◆ **Exercise goal**: Could every line of the data be copied out once more, exactly?

(Saved data entries)
Issue #419, opened 2021-08-23
Implement --terse CLI flag


folknor:
Hi,

Currently, oxipng supports two relevant flags; `-v` for verbose, which as far as I can tell is only useful for debugging of oxipng itself, and `-q` for quiet mode, which completely suppresses any output. 

Here's an example with the default output:
```
$ oxipng oxipng --dir dist/www -p -s -a -D dist/www/*.png
Processing: dist/www/flagg.0f2b78c7.png
    1200x872 pixels, PNG format
    8 bits/pixel, 62 colors in palette
    IDAT size = 3358 bytes
    File size = 3840 bytes
Reducing image to 8 bits/pixel, 36 colors in palette
Trying: 2 combinations
Found better combination:
    zc = 0  zs = 0  f = 5        3067 bytes
    IDAT size = 3067 bytes (291 bytes decrease)
    file size = 3317 bytes (523 bytes = 13.62% decrease)
Output: dist/www/flagg.0f2b78c7.png
```

I think this is exceptionally verbose for something that is part of a build chain.

An option like `--terse` (or something else equivalent) to produce output like for example

```
$ oxipng ...
dist/www/flagg.0f2b78c7.png 13.62%
```

Which would be enough for me.

Or perhaps

```
$ oxipng ...
dist/www/flagg.0f2b78c7.png dist/www/flagg.0f2b78c7.png 3840|3317|13.62%
```
(src dest origsize compressed %)
Or some other way that makes it easy to parse programmatically (perhaps \t separators).

Thank you for an awesome tool, and thank you for reading my ticket!

TPS:
How about #489 as a solution for this?

folknor:
Perhaps. The pull request doesn't show an example of how the output looks with or without.

TPS:
#488 gives more info, but reading #489's diff, it looks like it'd make the `info` level very similar to above.

chrispy-snps:
I would also find this useful, for the same reasons. We process hundreds of images per document, and a summary of one line per image would be perfect.

PR #489, opened 2023-03-29
Refactoring to use appropriate log level for debug logs

### LINKED ISSUE #488: Noisy logs in INFO category during processing
This is a bit of opinioned view, but I'd say that following logs do not belong to INFO category.

```
2023-03-28 09:40:39.853  INFO oxipng: Processing from memory
2023-03-28 09:40:39.868  INFO oxipng:     900x900 pixels, PNG format
2023-03-28 09:40:39.868  INFO oxipng:     4x8 bits/pixel, RGB + Alpha (non-interlaced)
2023-03-28 09:40:39.868  INFO oxipng:     IDAT size = 1287449 bytes
2023-03-28 09:40:39.868  INFO oxipng:     File size = 1312653 bytes
2023-03-28 09:40:40.043  INFO oxipng: Reducing image to 3x8 bits/pixel, RGB (non-interlaced)
2023-03-28 09:40:40.115  INFO oxipng: Trying: Bigrams
2023-03-28 09:40:40.405  INFO oxipng: Found better combination:
2023-03-28 09:40:40.405  INFO oxipng:     zc = 11  f = Bigrams   1096372 bytes
2023-03-28 09:40:40.406  INFO oxipng:     IDAT size = 1096372 bytes (191077 bytes decrease)
2023-03-28 09:40:40.406  INFO oxipng:     file size = 1096450 bytes (216203 bytes = 16.47% decrease)
```

While it is helpful information when you want to inspect process, it would be better to move details into `DEBUG`, or at least I believe so since `INFO` is what I usually use as default for all logs, except when I want to debug problems

DoumanAsh:
Fixes #488

### DIFF
--- a/src/lib.rs
+++ b/src/lib.rs
@@ -466,13 +466,13 @@ fn optimize_png(
     // Print png info
     let file_original_size = original_data.len();
     let idat_original_size = png.idat_data.len();
-    info!(
+    debug!(
         "    {}x{} pixels, PNG format",
         png.raw.ihdr.width, png.raw.ihdr.height
     );
     report_format("    ", &png.raw);
-    info!("    IDAT size = {} bytes", idat_original_size);
-    info!("    File size = {} bytes", file_original_size);
+    debug!("    IDAT size = {} bytes", idat_original_size);
+    debug!("    File size = {} bytes", file_original_size);
 
     // Do this first so that reductions can ignore certain chunks such as bKGD
     perform_strip(png, opts);
@@ -560,7 +560,7 @@ fn optimize_png(
                     None
                 }
             } else {
-                info!("Trying: {}", trial.filter);
+                debug!("Trying: {}", trial.filter);
                 let original_len = idat_original_size;
                 let best_size = AtomicMin::new(if opts.force { None } else { Some(original_len) });
                 perform_trial(&png.filtered, opts, trial, &best_size)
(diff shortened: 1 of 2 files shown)


TPS:
Might also solve #419

src/lib.rs
```diff
@@ -631,27 +631,27 @@ fn optimize_png(
...
-        info!(
+        debug!(
             "    IDAT size = {} bytes ({} bytes increase)",
             png.idat_data.len(),
             png.idat_data.len() - idat_original_size
         );
     }
     if file_original_size >= output.len() {
-        info!(
+        debug!(
```
shssoichiro, line 647: It might make sense to leave this and the other one below it in the else block (i.e. both of the ones for "file size") as "info". I think that still accomplishes the goal of this ticket, will reduce the number of log lines from 11 to 1. Moving this to debug would silence everything, which I'm not sure if that is what we want.

shssoichiro:
Thanks! It looks like the `verbose_mode` test might need to be updated as well.

src/lib.rs
DoumanAsh: Yes, it logs only following:
```
info!("Processing from memory")
info!("Image already optimized")
```

Similarly for both `optimize` and `optimize_from_memory`

But yes, since it is size indication, might be ok to leave it as `info`

DoumanAsh:
@shssoichiro  I applied comments and re-worked test for verbose mode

◆ **Solved problem**:
Issue #419, opened 2021-08-23
Implement --terse CLI flag


folknor:
Hi,

Currently, oxipng supports two relevant flags; `-v` for verbose, which as far as I can tell is only useful for debugging of oxipng itself, and `-q` for quiet mode, which completely suppresses any output. 

Here's an example with the default output:
```
$ oxipng oxipng --dir dist/www -p -s -a -D dist/www/*.png
Processing: dist/www/flagg.0f2b78c7.png
    1200x872 pixels, PNG format
    8 bits/pixel, 62 colors in palette
    IDAT size = 3358 bytes
    File size = 3840 bytes
Reducing image to 8 bits/pixel, 36 colors in palette
Trying: 2 combinations
Found better combination:
    zc = 0  zs = 0  f = 5        3067 bytes
    IDAT size = 3067 bytes (291 bytes decrease)
    file size = 3317 bytes (523 bytes = 13.62% decrease)
Output: dist/www/flagg.0f2b78c7.png
```

I think this is exceptionally verbose for something that is part of a build chain.

An option like `--terse` (or something else equivalent) to produce output like for example

```
$ oxipng ...
dist/www/flagg.0f2b78c7.png 13.62%
```

Which would be enough for me.

Or perhaps

```
$ oxipng ...
dist/www/flagg.0f2b78c7.png dist/www/flagg.0f2b78c7.png 3840|3317|13.62%
```
(src dest origsize compressed %)
Or some other way that makes it easy to parse programmatically (perhaps \t separators).

Thank you for an awesome tool, and thank you for reading my ticket!

TPS:
How about #489 as a solution for this?

folknor:
Perhaps. The pull request doesn't show an example of how the output looks with or without.

TPS:
#488 gives more info, but reading #489's diff, it looks like it'd make the `info` level very similar to above.

chrispy-snps:
I would also find this useful, for the same reasons. We process hundreds of images per document, and a summary of one line per image would be perfect.

PR #489, opened 2023-03-29
Refactoring to use appropriate log level for debug logs

### LINKED ISSUE #488: Noisy logs in INFO category during processing
This is a bit of opinioned view, but I'd say that following logs do not belong to INFO category.

```
2023-03-28 09:40:39.853  INFO oxipng: Processing from memory
2023-03-28 09:40:39.868  INFO oxipng:     900x900 pixels, PNG format
2023-03-28 09:40:39.868  INFO oxipng:     4x8 bits/pixel, RGB + Alpha (non-interlaced)
2023-03-28 09:40:39.868  INFO oxipng:     IDAT size = 1287449 bytes
2023-03-28 09:40:39.868  INFO oxipng:     File size = 1312653 bytes
2023-03-28 09:40:40.043  INFO oxipng: Reducing image to 3x8 bits/pixel, RGB (non-interlaced)
2023-03-28 09:40:40.115  INFO oxipng: Trying: Bigrams
2023-03-28 09:40:40.405  INFO oxipng: Found better combination:
2023-03-28 09:40:40.405  INFO oxipng:     zc = 11  f = Bigrams   1096372 bytes
2023-03-28 09:40:40.406  INFO oxipng:     IDAT size = 1096372 bytes (191077 bytes decrease)
2023-03-28 09:40:40.406  INFO oxipng:     file size = 1096450 bytes (216203 bytes = 16.47% decrease)
```

While it is helpful information when you want to inspect process, it would be better to move details into `DEBUG`, or at least I believe so since `INFO` is what I usually use as default for all logs, except when I want to debug problems

DoumanAsh:
Fixes #488

### DIFF
--- a/src/lib.rs
+++ b/src/lib.rs
@@ -466,13 +466,13 @@ fn optimize_png(
     // Print png info
     let file_original_size = original_data.len();
     let idat_original_size = png.idat_data.len();
-    info!(
+    debug!(
         "    {}x{} pixels, PNG format",
         png.raw.ihdr.width, png.raw.ihdr.height
     );
     report_format("    ", &png.raw);
-    info!("    IDAT size = {} bytes", idat_original_size);
-    info!("    File size = {} bytes", file_original_size);
+    debug!("    IDAT size = {} bytes", idat_original_size);
+    debug!("    File size = {} bytes", file_original_size);
 
     // Do this first so that reductions can ignore certain chunks such as bKGD
     perform_strip(png, opts);
@@ -560,7 +560,7 @@ fn optimize_png(
                     None
                 }
             } else {
-                info!("Trying: {}", trial.filter);
+                debug!("Trying: {}", trial.filter);
                 let original_len = idat_original_size;
                 let best_size = AtomicMin::new(if opts.force { None } else { Some(original_len) });
                 perform_trial(&png.filtered, opts, trial, &best_size)
(diff shortened: 1 of 2 files shown)


TPS:
Might also solve #419

src/lib.rs
```diff
@@ -631,27 +631,27 @@ fn optimize_png(
...
-        info!(
+        debug!(
             "    IDAT size = {} bytes ({} bytes increase)",
             png.idat_data.len(),
             png.idat_data.len() - idat_original_size
         );
     }
     if file_original_size >= output.len() {
-        info!(
+        debug!(
```
shssoichiro, line 647: It might make sense to leave this and the other one below it in the else block (i.e. both of the ones for "file size") as "info". I think that still accomplishes the goal of this ticket, will reduce the number of log lines from 11 to 1. Moving this to debug would silence everything, which I'm not sure if that is what we want.

shssoichiro:
Thanks! It looks like the `verbose_mode` test might need to be updated as well.

src/lib.rs
DoumanAsh: Yes, it logs only following:
```
info!("Processing from memory")
info!("Image already optimized")
```

Similarly for both `optimize` and `optimize_from_memory`

But yes, since it is size indication, might be ok to leave it as `info`

DoumanAsh:
@shssoichiro  I applied comments and re-worked test for verbose mode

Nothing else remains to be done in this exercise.